Since landing on the scene, Kubernetes has garnered a huge following and has become the most popular container orchestration tool. There’s a bustling community of developers that help Kubernetes grow and evolve into an increasingly impressive version of itself. After being developed by Google, Kubernetes became a part of the Cloud Native Computing Foundation (CNCF), which is proof of how successful this project is. Kubernetes helps organizations manage and monitor their containers to ensure high availability. Kubernetes allows customers to mount any sort of storage whether it’s local, public cloud, or network storage. Kubernetes is also self-healing, which means it restarts containers that fail and also kills containers that don’t respond to health checks and keeps them from clients until they get fixed. Kubernetes also performs progressive rollouts of updates and also performs automated rollbacks in case the changes lead to failure.

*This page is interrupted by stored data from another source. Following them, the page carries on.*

PR #4387, opened 2026-04-07
Missing one more essential #4382

h8d13:


Torxed (commented):
This should ideally only be added if the user selects `NetworkManager`, otherwise it's a redundant package.

I'm inclined to go ahead on this anyway to solve the immediate issue. Not sure anyone would object until we get it into the next update.. as they won't become aware until it's in their system.

h8d13:
Yeah I agree, would have preferred to keep it minimal but I guess not everyone sees it this way. 

Eitherway perhaps profiles should be aware of the certain picks (especially sound / network), not sure where this could go if not here

PR #4389, opened 2026-04-07
Allow granular plasma configuration 

svartkanin:
Attempts to fix #4336 
Allows the user to select a specific flavor of Plasma 

image

I have reduced the package list fully though to the respective package groups so that we are following the wiki https://wiki.archlinux.org/title/KDE and let the package group maintainers be in charge what they think should be installed


archinstall/default_profiles/desktops/plasma.py
```diff
@@ -15,18 +39,46 @@ def __init__(self) -> None:
 	@property
 	@override
 	def packages(self) -> list[str]:
-		return [
-			'plasma-desktop',
-			'kscreen',
```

Let’s look at some case studies of the major organizations that use Kubernetes to help solve the challenges they faced while adopting microservices.

Pinterest

Kubernetes

The popular visual discovery engine has become a part of the Kubernetes community. Pinterest has over 250 million monthly active users for whom it provides over 10 billion recommendations. Pinterest has a huge fleet of servers and over 300 petabytes of data. It has been on the cloud since day 1. However, as the company grew, it became an important mission to release the overhead of managing VMs. This is why they evaluated several platforms and finally ended up choosing Kubernetes.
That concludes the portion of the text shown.